Als in verband met de invoering van deze wet een wet, algemene maatregel van bestuur of ministeriële regeling wordt ingetrokken waarin een overgangsrechtelijke bepaling is opgenomen, blijft die overgangsrechtelijke bepaling van toepassing tot die is uitgewerkt
Op de voorbereiding van een algemene maatregel van bestuur in verband met de invoering van de Aanvullingswet bodem Omgevingswet zijn de artikelen 23.4 en 23.5 van de Omgevingswet van overeenkomstige toepassing.

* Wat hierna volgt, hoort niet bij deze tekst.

PR #310, opened 2025-10-17
🤖 Add agent name support to system prompt with options object pattern

ammar-agent:
## Changes

Refactored `buildSystemMessage` to support agent names and use an options object pattern for cleaner, more maintainable API.

### What Changed

**Before (5 positional parameters):**
```typescript
buildSystemMessage(metadata, path, mode?, instructions?, agentName?)
```

**After (options object):**
```typescript
buildSystemMessage(metadata, path, { mode, instructions, agentName })
```

### Features

- **Agent name support**: System prompt can now include agent name in prelude
- **Options object pattern**: Named parameters instead of positional (easier to extend)
- **Backward compatible**: Empty options object is default, no breaking changes

### Benefits

1. **Self-documenting**: Call sites clearly show what each option does
2. **Easy to extend**: Adding new options doesn't break the signature
3. **Type-safe**: TypeScript ensures all options are valid

### Example Usage

```typescript
// Without agent name (existing behavior)
await buildSystemMessage(metadata, workspacePath);

// With agent name
await buildSystemMessage(metadata, workspacePath, {
  agentName: "CodeAssistant"
});

// Multiple options combined
await buildSystemMessage(metadata, workspacePath, {
  mode: "plan",
  agentName: "PlanBot",
  additionalSystemInstructions: "Be careful with security."
});
```

### Testing

- ✅ All 8 unit tests pass (including new tests for agent name)
- ✅ TypeScript type checking passes
- ✅ No breaking changes to existing code

_Generated with `cmux`_

### DIFF
--- a/src/services/systemMessage.test.ts
+++ b/src/services/systemMessage.test.ts
@@ -201,8 +201,7 @@ Special mode instructions.
     });
 
     // Should include the agent name in the prelude
-    expect(systemMessage).toContain("Your name is CodeAssistant.");
-    expect(systemMessage).toContain("You are a coding agent.");
+    expect(systemMessage).toContain("You are a coding agent named CodeAssistant.");
   });
 
   test("excludes agent name from prelude when not provided", async () => {
@@ -215,9 +214,9 @@ Special mode instructions.
 
     const systemMessage = await buildSystemMessage(metadata, workspaceDir);
 
-    // Should NOT include "Your name is"
-    expect(systemMessage).not.toContain("Your name is");
+    // Should use the standard phrasing without "named"
     expect(systemMessage).toContain("You are a coding agent.");
+    expect(systemMessage).not.toContain("named");
   });
 
   test("combines multiple options (mode, agentName, additionalSystemInstructions)", async () => {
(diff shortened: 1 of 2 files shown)


ammar-agent:
🤖 Closing as misguided.

After reflection, this PR adds infrastructure with no path to usage:

**What's missing:**
- No UI to set agent names
- No storage in WorkspaceMetadata
- No IPC methods to configure it
- aiService doesn't pass agentName through

**The feature is unreachable** - there's no code path that would ever populate the agent name.

**Design questions:**
- Should workspace name BE the agent name? (we already have `metadata.name`)
- Does telling an agent its name meaningfully change behavior?
- In parallel workspace scenarios, is this helpful or confusing?

**What was valuable:**
The options object refactor is good engineering, but it doesn't need the unused agent name feature attached to it.

**Path forward:**
If we want agents to know their context, we should:
1. Decide if workspace name suffices (e.g., "feature-refactor")
2. OR design a complete agent naming system with UI/storage/IPC
3. Then implement with clear use cases

Not merging incomplete infrastructure that adds unused code.

_Generated with `cmux`_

Op de voorbereiding van een ministeriële regeling in verband met de invoering van de Aanvullingswet bodem Omgevingswet is artikel 23.4 van de Omgevingswet van overeenkomstige toepassing.
De artikelen, bedoeld in het eerste lid, treden in de plaats van wettelijke voorschriften waarin is bepaald dat:
over het ontwerp van een regeling of het voornemen tot het treffen van een regeling advies moet worden gevraagd of extern overleg moet worden gevoerd,
van het ontwerp van een regeling kennis moet worden gegeven,
de voordracht niet eerder wordt gedaan dan vier weken nadat het ontwerp aan beide kamers der Staten-Generaal is overgelegd,
de voordracht voor een algemene maatregel van bestuur moet worden gedaan door een andere Minister dan Onze Minister van Infrastructuur en Waterstaat,
door of namens een van de kamers der Staten-Generaal of een aantal leden daarvan kan worden verlangd dat het onderwerp of de inwerkingtreding van de regeling bij de wet wordt geregeld, en
een regeling niet eerder in werking kan treden dan nadat sinds haar vaststelling of bekendmaking een bepaalde termijn is verstreken.

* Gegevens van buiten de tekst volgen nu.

PR #353, opened 2025-10-20
Add `server` command to the entrypoint

kylecarbs:
This allows cmux to run as a web server.

Run `node dist/main.js server` to start on port 3000.

image

This directory select modal appears only when in browser mode for opening a new project. Everything else is the same.


src/components/DirectorySelectModal.tsx
ThomasK33, line 1: Would it make sense to add a visual storybook test for this component?

kylecarbs: probably i'll add later

PR #2231, opened 2026-02-06
update README

mattvollmer:
- add gif hero
- move screenshots into grid


ammario:
Nice, looks way better

PR #2247, opened 2026-02-07
🤖 fix: allow both agentId and subagent_type in task tool calls

ibetitsmike:
## Summary

GPT-class models consistently send **both** `agentId` and `subagent_type` when calling the `task` tool (e.g., `{"agentId": "explore", "subagent_type": "explore", ...}`). The Zod `superRefine` validation rejected this with _"Provide only one of agentId or subagent_type (not both)"_, causing models to enter an infinite retry loop unable to spawn subtasks.

## Background

- `subagent_type` is a deprecated alias for `agentId` kept for backward compatibility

De artikelen van deze wet treden in werking op een bij koninklijk besluit te bepalen tijdstip dat voor de verschillende artikelen of onderdelen daarvan verschillend kan worden vastgesteld.
Deze wet wordt aangehaald als: Aanvullingswet bodem Omgevingswet.
Lasten en bevelen dat deze in het Staatsblad zal worden geplaatst en dat alle ministeries, autoriteiten, colleges en ambtenaren die zulks aangaat, aan de nauwkeurige uitvoering de hand zullen houden.